Publish Your Own Book: History of Thomas Paine's Common Sense
About the famous pamphlet Common Sense by Thomas Paine which was self-publishsed and though a big seller, not a big money maker.
Publish Your Own Book
Thomas Paine's 1st self-publishing effort, The Case of the Officers of Excise (1772), got him fired from his exciseman job. The firing was unlucky for England. Paine left home and sailed to the American Colonies looking for work.
When Paine's next self-published tract, Common Sense, came off the press on January 10, 1776, not many people were thinking of independence from England. Six months later, largely because of this pamphlet, the Declaration of Independence was signed.

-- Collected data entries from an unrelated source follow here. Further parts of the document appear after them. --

PR #1706, opened 2022-05-03
Cleanup Erikh's tracing conversion

bluejekyll:
@erikh, I hope you don't mind, I took your changes and made the last few changes necessary.

@djc, Do you think this would require a major bump to the version? I think the log-line structure for the `named` binary is consistent with it's original output if not identical (it's pretty close).

@hawkw, could I bother you for your opinion on this?

closes: #1667


erikh:
For starters, I'm really sorry I dropped the ball on this; I hope you're not offended in any way. I've just been pretty busy with a different, dns-unrelated project at work.

If it's ok I'd like to review the changes.

erikh:
LGTM; I just wanted to see what you did there, sorry if I sounded rude before. I have some similar code for this kind of handling @ https://github.com/zerotier/zeronsd/blob/main/src/log.rs that you may find useful fwiw, it's BSD 3 so go ahead and take it

bluejekyll:
> For starters, I'm really sorry I dropped the ball on this; I hope you're not offended in any way. I've just been pretty busy with a different, dns-unrelated project at work.

Not at all! I think there are going to be some feature requests coming for logging integrations, so I wanted to get this in to support that since I think tracer is a better foundation for all of that.

> LGTM; I just wanted to see what you did there, sorry if I sounded rude before.

Thanks for the review, you didn't sound rude at all. Glad for the concern though, very nice of you to have that empathy.

crates/client/src/rr/dnssec/tsig.rs
```diff
@@ -173,7 +175,7 @@ impl MessageFinalizer for TSigner {
         message: &Message,
         current_time: u32,
     ) -> ProtoResult<(Vec<Record>, Option<MessageVerifier>)> {
-        log::debug!("signing message: {:?}", message);
+        debug!("signing message: {:?}", message);
```
hawkw, line 178: could be a structured field
```suggestion
        debug!(?message, "signing message");
```

crates/proto/src/xfer/dnssec_dns_handle.rs
```diff
@@ -351,7 +351,7 @@ where
             //       on a validation failure?
             // any error, is an error for all
             Err(e) => {
-                if log::log_enabled!(log::Level::Debug) {
+                if tracing::level_enabled!(tracing::Level::DEBUG) {
```
hawkw, line 354: this should probably use the [`event_enabled!`](https://docs.rs/tracing/latest/tracing/macro.event_enabled.html) macro instead --- the result will be more accurate, as it will specifically test if the level is enabled _in this module path_
```suggestion
                if tracing::event_enabled!(tracing::Level::DEBUG) {
```

this will require setting the minimum `tracing` version to one that includes this macro in the API

crates/proto/src/xfer/dnssec_dns_handle.rs
```diff
@@ -542,7 +542,7 @@ where
                 // must be covered by at least one DS record
                 .any(|(ds_name, ds_rdata)| {
                     if ds_rdata.covers(&rrset.name, key_rdata).unwrap_or(false) {
-                        if log::log_enabled!(log::Level::Debug) {
+                        if tracing::level_enabled!(tracing::Level::DEBUG) {
```
hawkw, line 545: similarly, this should use
```suggestion
                        if tracing::event_enabled!(tracing::Level::DEBUG) {
```

crates/proto/src/xfer/dnssec_dns_handle.rs
```diff
@@ -801,23 +801,22 @@ fn verify_rrset_with_dnskey(
     dnskey
         .verify_rrsig(&rrset.name, rrset.record_class, sig, &rrset.records)
         .map(|r| {
-            if log::log_enabled!(log::Level::Debug) {
+            if tracing::level_enabled!(tracing::Level::DEBUG) {
```
hawkw, line 804: again, the enabled macro doesn't seem to really serve a purpose here...

crates/proto/src/xfer/dnssec_dns_handle.rs
hawkw: although, actually, in this case, i don't understand why the `level_enabled!` macro is necessary here --- the `debug!` macro will already not be enabled if `DEBUG` is disabled. the macro should only be necessary to guard some extra computation that's outside of the actual event macro.

crates/proto/src/xfer/dnssec_dns_handle.rs
```diff
@@ -801,23 +801,22 @@ fn verify_rrset_with_dnskey(
...
                     rrset.name, rrset.record_type, dnskey_name, dnskey
-                )
+                );
             }
             r
         })
         .map_err(Into::into)
         .map_err(|e| {
-            if log::log_enabled!(log::Level::Debug) {
+            if tracing::level_enabled!(tracing::Level::DEBUG) {
```
hawkw, line 814: this one is also unnecessary

crates/resolver/examples/multithreaded_runtime.rs
```diff
@@ -8,7 +8,8 @@ fn main() {
     use tokio::runtime::Runtime;
     use trust_dns_resolver::{TokioAsyncResolver, TokioHandle};
 
-    env_logger::init();
+    let subscriber = tracing_subscriber::FmtSubscriber::builder().finish();
+    tracing::subscriber::set_global_default(subscriber).expect("setting default subscriber failed");
```
hawkw, line 12: nit/tioli: could be simplified to just
```suggestion
    tracing_subscriber::fmt::init();
```
which does the same thing as this code

crates/server/src/config/mod.rs
```diff
@@ -120,18 +119,18 @@ impl Config {
...
-                "Info" => log::Level::Info,
-                "Warn" => log::Level::Warn,
-                "Error" => log::Level::Error,
-                _ => log::Level::Info,
+                "Trace" => tracing::Level::TRACE,
+                "Debug" => tracing::Level::DEBUG,
+                "Info" => tracing::Level::INFO,
+                "Warn" => tracing::Level::WARN,
+                "Error" => tracing::Level::ERROR,
+                _ => tracing::Level::INFO,
```
hawkw, line 130: there's a [`FromStr` impl for `tracing::Level`](https://docs.rs/tracing/latest/tracing/struct.Level.html#impl-FromStr) which could be used here instead (it's case-insensitive)

util/src/dns.rs
```diff
@@ -219,25 +219,18 @@ pub async fn main() -> Result<(), Box<dyn std::error::Error>> {
...
     } else if opts.warn {
-        log::LevelFilter::Warn
+        Some(Level::WARN)
     } else if opts.error {
-        log::LevelFilter::Error
+        Some(Level::ERROR)
     } else {
-        log::LevelFilter::Off
+        None
     };
```
hawkw, line 231: this could use `tracing`'s [`LevelFilter` type](https://docs.rs/tracing/latest/tracing/level_filters/struct.LevelFilter.html), which has an `OFF` variant.

util/src/lib.rs
```diff
@@ -0,0 +1,53 @@
...
+
+/// Setup the logging for the given Level of output and all trust-dns crates
+///
+/// # Panic
+///
+/// This will panic if the tracing subscriber can't be registered
+pub fn logger(bin: &str, level: Option<tracing::Level>) {
+    // Setup tracing for logging based on input
+    let subscriber = EnvFilter::builder()
+        .with_default_directive(LevelFilter::OFF.into())
```
hawkw, line 43: fwiw, this is the default behavior

util/src/lib.rs
```diff
@@ -0,0 +1,53 @@
...
+fn get_env() -> String {
+    env::var("RUST_LOG").unwrap_or_default()
+}
+
+fn get_levels<T: ToString>(bin: &str, level: Option<T>) -> String {
+    let trust_dns_crates = level.map(|level| format!(
+        "{bin}={level},trust_dns_util={level},trust_dns_client={level},trust_dns_server={level},trust_dns_proto={level},trust_dns_resolver={level}",
+        bin = bin,
+        level = level.to_string().to_lowercase(),
+    ));
```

Paine originally thought of having his opinions published as a series of letters to the editors of Colonial newspapers, but most editors would not print the letters. At the advice of physician Benjamin Rush, Paine decided to publish his views in pamphlet form. He contracted with a printer, Robert Bell, for a 1st edition of 1,000 copies of 47 pages to be priced at 2 shillings each. Paine promised to make up any losses that Bell incurred in the printing. Bell would receive half the profits with the other half reserved for the purchase of mittens for the Continental Army.
The 1st printing of Common Sense sold out in 2 weeks. Paine said that Bell had made pound 60 profit and demanded half of that for mittens. Bell insisted that he had made no profit and proceeded to print a 2nd, unauthorized edition. When Paine objected to the 2nd edition, Bell told him it was none of his business.

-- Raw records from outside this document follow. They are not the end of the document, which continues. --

PR #1715, opened 2022-06-04
Use `u16::*_be_bytes` represent length field

msoxzw:
In DoQ packet, portable code should represent length filed in big endian rather than native endian.


bluejekyll:
Thank you. I hadn't read the documentation closely enough, I thought `ne` was network endian.

bluejekyll (approved):

PR #1716, opened 2022-06-04
Support 0-RTT in DNS over QUIC

msoxzw:
Quote from [RFC 9250](https://datatracker.ietf.org/doc/rfc9250/)
>    Using 0-RTT for DoQ has many compelling advantages.  Clients can
>    establish connections and send queries without incurring a connection
>    delay.  Servers can thus negotiate low values of the connection
>    timers, which reduces the total number of connections that they need
>    to manage.  They can do that because the clients that use 0-RTT will
>    not incur latency penalties if new connections are required for a
>    query.

In addition, DoQ server may send Retry Packets to use the Address Validation, and send NEW_TOKEN frames to clients after the client address is validated in order to avoid the 1-RTT penalty during subsequent connections by the client from the same address. However, unfortunately, quinn, the QUIC implementation in trust-dns, has not yet supported [the NEW_TOKEN mechanism](https://github.com/quinn-rs/quinn/blob/4395b969a69b9e39bef1333e44312bf2548d4e1c/quinn-proto/src/connection/mod.rs#L2544-L2553).

### DIFF
--- a/crates/proto/src/quic/quic_client_stream.rs
+++ b/crates/proto/src/quic/quic_client_stream.rs
@@ -196,6 +196,7 @@ impl QuicClientStreamBuilder {
         if crypto_config.alpn_protocols.is_empty() {
             crypto_config.alpn_protocols = vec![quic_stream::DOQ_ALPN.to_vec()];
         }
+        let early_data_enabled = crypto_config.enable_early_data;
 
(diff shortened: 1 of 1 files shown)


bluejekyll (approved):
Thanks for this PR, looks good.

Paine enlarged the pamphlet with an appendix and an "Address to the Quakers." He paid 2 other printers to do 6,000 copies of this edition and then sold the edition to a bookseller, W. T. Bradford, for 8 1/2 pennies per booklet, pledging the firm to sell them at no more than one shilling so that all readers could afford a copy.
Paine never made a shilling on Common Sense. By 1779 he was still in the hole by pound 39, 11 shillings for the printing of the enlarged edition, although 150,000 copies had been sold in America and others were sold in England, Ireland, France, and South America. Total sales eventually reached over 500,000 copies.